Let’s now use a more realistic example and visualize a dataset included in the vega_datasets
package https://github.com/vega/vega-datasets.html.
We can import the vega datasets using the altair library.
vega_data = altair::import_vega_data()
Check out the list of the available datasets:
vega_data$list_datasets()
and select the one you want to work with.

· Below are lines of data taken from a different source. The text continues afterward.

PR #1841, opened 2017-07-08
extract lb configuration steps into method

marco-jantke:
This is a small PR that does a little code cleanup in regards to the load balancer configuration. It extracts the initial configuration into a method and therefore removes code duplication.

One thing to note is that before the healthcheck configuration was setup multiple times for the Drr LB. This was not a problem as the result was always written into the same map key, though unnecessary.

@timoreimann PTAL.

### DIFF
--- a/server/server.go
+++ b/server/server.go
@@ -735,24 +735,14 @@ func (server *Server) loadConfig(configurations configs, globalConfiguration Glo
 							rebalancer, _ = roundrobin.NewRebalancer(rr, roundrobin.RebalancerLogger(oxyLogger), roundrobin.RebalancerStickySession(sticky))
 						}
 						lb = rebalancer
-						for serverName, server := range configuration.Backends[frontend.Backend].Servers {
-							url, err := url.Parse(server.URL)
-							if err != nil {
-								log.Errorf("Error parsing server URL %s: %v", server.URL, err)
-								log.Errorf("Skipping frontend %s...", frontendName)
-								continue frontend
-							}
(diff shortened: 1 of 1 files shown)


server/server.go
```diff
@@ -888,6 +868,22 @@ func (server *Server) loadConfig(configurations configs, globalConfiguration Glo
...
 }
 
+func configureLBServers(lb healthcheck.LoadBalancer, config *types.Configuration, frontend *types.Frontend) error {
+	for serverName, server := range config.Backends[frontend.Backend].Servers {
+		url, err := url.Parse(server.URL)
+		if err != nil {
+			log.Errorf("Error parsing server URL %s: %v", server.URL, err)
+			return err
+		}
+		log.Debugf("Creating server %s at %s with weight %d", serverName, url.String(), server.Weight)
```
ldez: I know this is not your code but could you:
- rename `url` to `URL`
- remove the unnecessary `.String()` call.

marco-jantke: Sure, done.

timoreimann: >rename url to URL

This may give readers the false impression that `URL` is an exported identifier. Now you basically have to track down the scope of the variable and realize that it's defined on the stack. 🤔

marco-jantke: I think Timo has a good point here. Additionally I did not find any written conventions in the go documentation or in the formatting tools. Therefore I would also vote to keep it lowercase, to not confuse readers. WDYT @ldez?

ldez: I suggested that only to fix name conflict with a package.
You rename to `u`

marco-jantke: I renamed it now to `u`.

PR #7272, opened 2020-09-10
Avoid Traefik Pilot iframe code in Traefik webui regarding notifications

matthieuh:
### What does this PR do?

Avoid Traefik Pilot code in Traefik webui regarding notifications.

### Motivation

- For the notification displayed when current Traefik instance is not registered in Traefik Pilot, use the NavBar iframe in the header instead of having this logic and rendering done in the Traefik webui.
- Some changes have been applied to make it possible like adding the ability to change iframe url path from itself and avoiding to have the `/instances` path statically defined.
- Makes Pilot notification less prominent having it only in the header.

### More

- [ ] Added/updated tests

### Additional Notes

Since the iframe in the nav bar is a bit larger this PR also include a fix displaying only 7 first digits of the version when this one is the commit sha.

Screen Shot 2020-09-10 at 15 47 11


ldez (approved):
LGTM

jbdoumenjou (approved):
LGTM

rtribotte (approved):
LGTM 👍

Issue #6560, opened 2020-03-24
traefik v2.x prometheus metrics


DeoLeung:
### Do you want to request a *feature* or report a *bug*?

Feature

### What did you expect to see?

at the moment I can see `v2.x` expose following metrics to prometheus

* traefik_service_requests_total
* traefik_config_last_reload_failure
* traefik_entrypoint_request_duration_seconds_count
* traefik_service_request_duration_seconds_sum
* traefik_config_reloads_total
* traefik_entrypoint_request_duration_seconds_sum
* traefik_service_open_connections
* traefik_entrypoint_requests_total
* traefik_service_request_duration_seconds_count
* traefik_config_last_reload_success
* traefik_config_reloads_failure_total
* traefik_entrypoint_request_duration_seconds_bucket
* traefik_entrypoint_open_connections
* traefik_service_request_duration_seconds_bucket

I would like to request some features
 *  metrics like `server_up` in `v1.x` so I can count the active servers
 * flag to enable adding `url` label to `traefik_service_request_duration_seconds` so we can do a bit more detail observation on that
 * with `docker` provider, since traefik knows the address of the service servers, would be great if traefik support exposing it to `prometheus`

zolech:
+1 for `server_up` metric

I would like to see that as well. Right now I had to remove this from my dashboards after migrating from Marathon to k8s provider. I see this information in traefik dashboard but there is no such thing in metrics.

thewilli:
having the amount of days until a used tls certificate is about to expire would be useful as well

Kiina:
Adding to the tls certificate, how about seeing handshake informaton like cipherSuites and tls protocol versions for connections? It would be kinda nice to know how many connections aren't made due to the client only supporting low tls versions or weak ciphers.

rcomanne:
Yes, +1 for the `server_up` metrics, we use this for monitoring our services, losing this metric means waiting with upgrading.
Any idea if this will be added anytime soon?

mgerasimchuk:
Recently I moved from ingress-nginx controller to traefik, and only now I realised, that traefik unfortunately doesn't have any way to collect metrics by URL path. For example in ingress-nginx controller this behavior works by default: https://github.com/kubernetes/ingress-nginx/blob/96b6228a6b65a85e421b8a348a149e99181664d1/deploy/grafana/dashboards/request-handling-performance.json#L314

[...]

Issue #3196, opened 2018-04-17
Prometheus: More detailed metrics


danielh1989:
### Do you want to request a *feature* or report a *bug*?

Feature

### What did you expect to see?
I like to have a more detailed metric with prometeus.
For example:

- Requests per Route
- Requests per Backend
- Average Time per Backend
- Average Time per Route

mmatur:
Hi @danielh1989,

Thanks for your interest in Træfik projet.

For information, the current available metrics are :

- config_reloads_total
- traefik_config_reloads_failure_total
- traefik_config_last_reload_success
- traefik_config_last_reload_failure
- traefik_entrypoint_requests_total
- traefik_entrypoint_request_duration_seconds
- traefik_entrypoint_open_connections
- traefik_backend_requests_total
- traefik_backend_request_duration_seconds
- traefik_backend_open_connections
- traefik_backend_retries_total
- traefik_backend_server_up

marco-jantke:
What do you mean exactly when you tell "per route"? Prometheus doesn't like "unbound" label values and so putting an arbitrary path into it is not an option if you don't want to kill your Prometheus server.

Place1:
as an example, i'd really like to know which API (based on a path) is slower than others when using the traefik_backend_requests_total metric. my services don't have an unbounded number of APIs so perhaps Traefik could only fill the label for backend requests that are not a 404 to avoid client spam.

mgerasimchuk:
Recently I moved from ingress-nginx controller to traefik, and only now I realised, that traefik unfortunately doesn't have any way to collect metrics by URL path. For example in ingress-nginx controller this behavior works by default: https://github.com/kubernetes/ingress-nginx/blob/96b6228a6b65a85e421b8a348a149e99181664d1/deploy/grafana/dashboards/request-handling-performance.json#L314

Traefik has a lot of pros like SSL certificates management and very comfortable routing, but observability of the system also is one of the most important thing, and now I can't understand which route of my API works slow....
Hope that the `path` label will be added in nearest future..

rayjanoka:
I found the metric labels were more usable if I used an intermediate `TraefikService` in the path to my actual k8s service.

hick:
[...]

PR #7278, opened 2020-09-11
Add URL path to metrics labels

frejonb:
### What does this PR do?

It adds the request URL path to the metrics middleware.

### Motivation

I'm using a single traefik service that exposes an API Gateway. With this configuration, I can't get metrics for each internal service (roughly a path corresponds to an internal service). This PR addresses partially https://github.com/containous/traefik/issues/3196 and https://github.com/containous/traefik/issues/6560. 

### More

- [ ] Added/updated tests

### DIFF
--- a/pkg/metrics/prometheus.go
+++ b/pkg/metrics/prometheus.go
@@ -137,17 +137,17 @@ func initStandardRegistry(config *types.Prometheus) Registry {
 	if config.AddEntryPointsLabels {
 		entryPointReqs := newCounterFrom(promState.collectors, stdprometheus.CounterOpts{
 			Name: entryPointReqsTotalName,
-			Help: "How many HTTP requests processed on an entrypoint, partitioned by status code, protocol, and method.",
-		}, []string{"code", "method", "protocol", "entrypoint"})
+			Help: "How many HTTP requests processed on an entrypoint, partitioned by status code, protocol, method, and path.",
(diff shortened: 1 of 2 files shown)


sylr:
This change could increase exponentially the cardinality of the metric which is not a good thing.

I understand the need but I think adding the path as label should be configurable/optional.

frejonb:
@sylr indeed I have noticed that. Internally, I have added some rules on the possible paths to reduce the cardinality. But I haven’t really thought of a good configuration interface for it. I’m open to ideas

rtribotte:
Hello @frejonb,

I also think that the cardinality increase for those four metrics is an issue.
Making it optional could be a solution, but metrics are not homogenous, and the option would impact only a subset of services and entrypoints metrics (essentially those four metrics you modified in your PR).
But what about the TLS requests counter ? I think that the path label is also interesting for this metric.
I tend to think that introducing a new set of metrics ("path" metrics) would be the best option.

Thus, having said that, after discussing it with the team, i can say that we believe this is not a common use case nor a common practice to aggregate metrics on a "path" label. One can easily imagine how risky it would be to create a new metric entry for each wrong path incoming request.

I will decline this PR accordingly, but i invite you to defend your proposal in a dedicated issue because we maybe miss something here. Also i don't think the issues #3196 and #6560 are related to the introduction of a path label.

PR #7281, opened 2020-09-13
Remove allocation with the use of the buffer pool

diegobernardes:
More info: https://staticcheck.io/docs/checks#SA6002

### What does this PR do?
The current buffer pool is doing an unnecessary allocation. More info here: https://staticcheck.io/docs/checks#SA6002

### Motivation
Free performance improvement.

### DIFF
--- a/pkg/server/service/bufferpool.go
+++ b/pkg/server/service/bufferpool.go
@@ -23,5 +23,5 @@ func (b *bufferPool) Get() []byte {
 }
 
 func (b *bufferPool) Put(bytes []byte) {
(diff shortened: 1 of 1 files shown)


ldez:
Hello, in fact, in this case, it's a false-positive report of staticcheck, because we have to use a copy.

FYI this change produces a panic:
```
panic: interface conversion: interface {} is *[]uint8, not []uint8 [recovered]
	panic: interface conversion: interface {} is *[]uint8, not []uint8
```

Thanks anyway.

Issue #4429, opened 2019-01-25
Add exceptions for entryPoints.http.authBasic


dkossako:
### Do you want to request a *feature* or report a *bug*?

Feature

### What did you expect to see?

It would be useful to add whitelisting for entryPoints.http.auth.basic. Like:
```
[entryPoints.http.auth.basic]
usersFile = "/etc/traefik/.htpasswd"
whiteList = [ "192.168.0.0/16" ]
```
Such feature would be used in projects to allow local network users view entrypoints without being authenticated.

wodzik:
+1

alesnav:
This would be a nice feature, but it is interesting also for `traefik.http.middlewares.xxx.forwardauth`, because of the same reason.

GildedHonour:
Is help needed with this?

maksadbek:
Should this feature get client's IP from `request.RemoteAddr` or from HTTP header value like `X-Real-IP` or `X-Forwarded-For` ?

dkossako:
imo remote addr, but maybe it would be fine to add some kind of boolean switch to change this behavior and allow to take from header?

maksadbek:
Okay, that sounds reasonable. In this case the config should look like this:
```
[entryPoints.http.auth.basic]
  usersFile = "/etc/traefik/.htpasswd"
  [entryPoints.http.auth.basic.ipAllowList]
     allowedIPs = [ "192.168.0.0/16" ]
     clientIPFromHeader = ["X-Real-IP", "X-Forwarded-For"]  # if any of them is valid and in the given subnet use them. Otherwise, fallback to `request.RemoteAddr`
```

If the `clientIPFromHeader` is empty, then fallback to `request.RemoteAddr`

dkossako:
Looks good to me

ldez:
For those who don't know: since one year, the v1 of Traefik is in maintenance mode, which means there are more new features added and only fixes can be added.

Otherwise, this issue can be linked to #6007

rtribotte:
Hello,

Based on the reading of the PR of @maksadbek, we think that a better approach would be to rely on the routing, in place of trying to "enhance" current middlewares with IP allow-listing.
The idea is to provide a specific routing based on IPs, that would allow to have routes with and without an auth middleware (for instance).

WDYT ?

maksadbek:
Hello @rtribotte 

[...]

Issue #6007, opened 2019-12-12
OR-Chained middlewares


kolaente:
### Do you want to request a *feature* or report a *bug*?

Feature

Feature

### What did you expect to see?

It would be cool if traefik could support chaining middlewares with or instead of executing them one after one. Currently, there is the [chain middleware](https://docs.traefik.io/middlewares/chain/), which executes middlewares one after the other. The thing I have in mind would be to execute the first one in the list, if that fails execute the second one etc. A problem here might be a middleware does not "fail" or "succeed", it either calls the next one or does not iirc.

A bit more context on the use case:
We have one site which we want to secure using ip whitelist and basic auth, either one should work. If a user accesses the site not on the ip whitelist, it should need to complete the basic auth.

I'm not sure if a general way of doing this is a good idea or if the use case is too specific and thus, a custom thing would be better suited.

I've discussed this a bit in https://github.com/justinas/alice/issues/50

alexandru-enciu:
Hi,

I had a simillar situation, needing to access the site via basic auth only if the client's IP is not in a whitelist. You can accomplish this with a trick:
1. Create a dummy route in your application that will always ask for basic auth.
2. Create another dummy route, that will return an HTML page, that will do a redirect from Javascript to the path at point 1.
3. Add a Traefik errors middleware, that captures 403 errors and the service is the path created at point 2.
4. Add a Traefik route for this path with a rule that matches the path and with a chained middleware: Basic auth and redirect to site's home path
5. Add a Traefik route with a check if the request has "Authorization" header. Attach the basic auth middleware to this route.
6. Add your usual Traefik route. Attach to this route a chained middleware, with the errors middleware at point 3 and the IP whitelist middleware. Attention, the order is important: the first middleware in the sequence must be the errors one, so it will capture 403 error codes from the IP whitelist middleware.

Hope this helps.

jayheinlein:
Adding another use-case. Sadly, I don't think the above workaround covers me.

We have multiple clients, each having access to a subset of our services. We want to or-chain multiple whitelists depending on which client(s) have access to which service. This would allow both easy readability and single source-of-truth for each whitelist instead of updating all service whitelists any time we need to change a client whitelist.

For instance -
- Client A can access service 1 and 2
- Client B can only access service 2
- Service 1 has a route that uses the Client A whitelist
- Service 2 has a route that uses Client A whitelist or Client B whitelist.

[...]

PR #7292, opened 2020-09-15
Add exceptions to basic auth and forward auth middlewares 

maksadbek:
### What does this PR do?
This PR adds enhancement for basic and forward authentication middlewares to set list of IPs and subnets in the configurations  to add exceptional logic for certain IPs or for IPs from subnets.

In other words, if the user sets the subnet in the allow list, users from this subnet can bypass the basic or forward authentication. 

The source of client's IP address can be a value from the header of the request. This works on if the `clientIPSourceHeader` is populated with some value. Otherwise, the host from `request.RemoteAddr` is used.

This PR is intended to close the following issue: https://github.com/containous/traefik/issues/4429  

Currently, I am interested in to get a feedback about the implementation and feature. When everything is ok, I will update the documentation.

### More

- [x] Added/updated tests

### DIFF
--- a/pkg/config/dynamic/fixtures/sample.toml
+++ b/pkg/config/dynamic/fixtures/sample.toml
@@ -406,6 +406,12 @@
         status = ["foobar", "foobar"]
         service = "foobar"
         query = "foobar"
+    [http.middlewares.Middleware22]
+      [http.middlewares.Middleware22.forwardAuth]
+        address = "https://foo.bar"
+        trustForwardHeader = true
+        authResponseHeaders = ["foo", "bar"]
+        allowList = ["192.168.0.0/24"]
   [http.services]
     [http.services.Service0]
       [http.services.Service0.loadBalancer]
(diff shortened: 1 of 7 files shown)


ldez:
Hello,

As I said in #4429, I think that a more global approach (#6007) seems a better way to handle the need.

We still need to think about it.

maksadbek:
@ldez 

Do you any suggestions how to implement the global approach ? Should I close this PR in this case ?

dkossako:
> Hello,
> 
> As I said in #4429, I think that a more global approach (#6007) seems a better way to handle the need.
> 
> We still need to think about it.

There are no moves in OR-chained feature request since 2019. Uploaded change would solve a lot of our troubles related to VPNs, internal networks, etc.

rtribotte:
Hello @maksadbek,

Indeed, we prefer to close this PR and continue to discuss about a better approach in the related issue #4429.

Thanks anyway for your time and contribution, looking forward talking with you about this in the issue.

jr0dd:
This is also related to https://github.com/traefik/traefik/issues/6007.

PR #7308, opened 2020-09-18
Add metrics response recorders that implement http.Pusher

### LINKED ISSUE #7303: http.Pusher interface not implemented by plugin middleware's response writer

Bug

### What did you do?

I'm writing a [middleware plugin](https://github.com/pipe01/plugin-h2push) for HTTP2 pushing, [Checking](https://github.com/pipe01/plugin-h2push/blob/d29f3fab0b384a42e41fb898be4d40276ba8346d/h2push.go#L68) if the response writer supports pushing through the `http.Pusher` interface always returns false, even when the downstream service communicates using HTTP2.

`p, ok := rw.(http.Pusher); ok == true` in https://github.com/pipe01/plugin-h2push/blob/d29f3fab0b384a42e41fb898be4d40276ba8346d/h2push.go#L68

```
Version:      2.3.0-rc6
Codename:     picodon
Go version:   go1.15.2
Built:        2020-09-16T15:20:51Z
OS/Arch:      linux/amd64
```

Static:
```yaml
entryPoints:
    web:
        address: :80
    websec:
        address: :443

providers:
    file:
        filename: traefik.dyn.yaml

pilot:
    token: "****"

experimental:
    devPlugin:
        goPath: C:\Users\piper\go
        moduleName: github.com/pipe01/plugin-h2push
```

Dynamic:
```yaml
http:
  services:
    webserver:
      loadBalancer:
        servers:
        - url: 'http://localhost:5000'

  routers:
    my-router:
      entrypoints:
        - web
        - websec
      rule: "Host(`localhost`)"
      service: webserver
      tls: true
      middlewares:
        - push

  middlewares:
    push:
      plugin:
        dev:
          files:
          - url: url1
            match: match1
```

pipe01:
### What does this PR do?

This PR makes the metrics response recorder `http.ResponseWriter` implementation also implement the `http.Pusher` interface whenever the inner response writer supports it.

### Motivation

I'm writing a [plugin](https://github.com/pipe01/plugin-h2push) for HTTP2 pushing, and found that the response writer passed to the middleware didn't implement the `http.Pusher` interface even when pushing *was* supported since it is of type `*metrics.responseRecorderWithCloseNotify`. Related to #7303 and #906.

### More

- [ ] Added/updated tests


pkg/middlewares/metrics/recorder.go
```diff
@@ -34,12 +44,27 @@ type responseRecorderWithCloseNotify struct {
...
 }
 
+type responseRecorderWithH2push struct {
+	*responseRecorder
+}
+
+type responseRecorderWithCloseNotifyAndH2push struct {
+	*responseRecorder
+	*responseRecorderWithCloseNotify
+	*responseRecorderWithH2push
```
pipe01, line 54: I did it this way in order to not duplicate the methods below, however I don't know if this is the best approach.

rtribotte:
Hello @pipe01,

Thank you for your contribution and sorry for the late answer.

In order to be able to comply with HTTP2 push, the support of the `http.Pusher` interface should be done in all needed places.
We saw that you addressed it for the metrics middleware, but there are much more places to make that change.

It seems that important work remains to make Traefik HTTP2 push capable.

We also have in mind that is probable that the Chromium team will ([remove the support for HTTP2 push](https://groups.google.com/a/chromium.org/g/blink-dev/c/K3rYLvmQUBY/m/vOWBKZGoAQAJ?pli=1)), and we are looking forward to seeing their conclusion.

Unfortunately, because it's been quite some time you have opened this PR, I prefer to decline it for now and reopen it once we'll be convinced that we have to add this feature to Traefik.

pipe01:
Given the likely discontinuation of the push feature by the groups I understand it may not be worth it to implement it within Traefik at this point, so I agree with your decision.

PR #7309, opened 2020-09-18
fix: pilot metrics unit for req duration.

ldez:
### What does this PR do?

pilot metrics unit for req duration.

### Motivation

use `ms` instead of `s`

### More

- [ ] Added/updated tests


mmatur (approved):
LGTM

PR #7332, opened 2020-09-23
Fix consul catalog router tag example

### LINKED ISSUE #7330: seems wrong document about consul catalog provider usage

bug

### What did you do?

https://docs.traefik.io/providers/consul-catalog/

the config exampl say after enable consul catalog then i shoud tag service with below tag

```
- traefik.http.services.my-service.rule=Host(`example.com`)
```

image

but it does not work until i changed to 

```
- traefik.http.routers.my-service.rule=Host(`example.com`)
```

and i double checked https://docs.traefik.io/v2.3/reference/dynamic-configuration/consul-catalog/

Here, we are using the dataset for Natural Disasters from Our World in Data.
data_source = vega_data$disasters()
Alternatively, you may load data from a local file using standard R code, or read the data from a url using:
data_source = read.csv(url("https://raw.githubusercontent.com/vega/vega-datasets/master/data/disasters.csv"))
After importing the data, we can take a first look using standard R code:
str(data_source)
summary(data_source)
head(data_source); tail(data_source)
> str(data_source)
'data.frame': 803 obs. of 3 variables:
$ Entity: Factor w/ 11 levels "All natural disasters",..: 1 1 1 1 1 1 1 1 1 1 ...
$ Year : int 1900 1901 1902 1903 1905 1906 1907 1908 1909 1910 ...
$ Deaths: int 1267360 200018 46037 6506 22758 42970 1325641 75033 1511524 148233 ...
> summary(data_source)
Entity Year Deaths
All natural disasters:117 Min. :1900 Min. : 1
Earthquake :111 1st Qu.:1946 1st Qu.: 270
Extreme weather :111 Median :1975 Median : 1893
Flood : 89 Mean :1969 Mean : 81213
Landslide : 79 3rd Qu.:1996 3rd Qu.: 10362
Epidemic : 69 Max. :2017 Max. :3706227
(Other) :227
> head(data_source)
Entity Year Deaths
1 All natural disasters 1900 1267360
2 All natural disasters 1901 200018
3 All natural disasters 1902 46037
4 All natural disasters 1903 6506
5 All natural disasters 1905 22758
6 All natural disasters 1906 42970
> tail(data_source)
Entity Year Deaths
798 Wildfire 2012 21
799 Wildfire 2013 35
800 Wildfire 2014 16
801 Wildfire 2015 67
802 Wildfire 2016 39
803 Wildfire 2017 75
We can now make an altair R plot similar to the one at altair Python https://altair-viz.github.io/gallery/natural_disasters.html For now, we may filter the data in R and use the subset of the data to make the chart. On the data transform section we will see how to do the filtering inside the chart specification.
Below is the code to make this plot.
data_source_subset = subset(data_source, data_source$Entity != "All natural disasters")
chart_disasters = alt$Chart(data_source_subset)$
mark_circle(
opacity=0.8,
stroke='black',
strokeWidth=1
)$
encode(
x = "Year:O",
y = "Entity:N",
color = "Entity:N",
size = "Deaths:Q"
)$
properties(
height=200,
width=500
)
Here, the global properties of the circles are specified inside the mark attribute while the properties that depend on the data inside the encoding.
Using the mark type rect
with color
and opacity
channels we can make a heatmap plot.
chart_disasters = alt$Chart(data_source_subset)$
mark_rect()$
encode(
x = "Entity:O",
y = "Year:O",
color = "Entity:N",
opacity = 'Deaths:Q'
)$
properties(
height=600,
width=200
)
Next, using the code below, we can make a time series plot of deaths from all natural disasters from 1900 until 2017.
data_source_subset = subset(data_source, data_source$Entity == "All natural disasters")
chart_disasters = alt$Chart(data_source_subset)$
mark_line()$
encode(
x='Year:Q',
y='Deaths:Q',
tooltip = c("Year", "Deaths")
)$
properties(
height=300,
width=600
)
Exercise - Use the color
channel to make a time series plot per Entity.
Exercise - Change the field types. What is the result?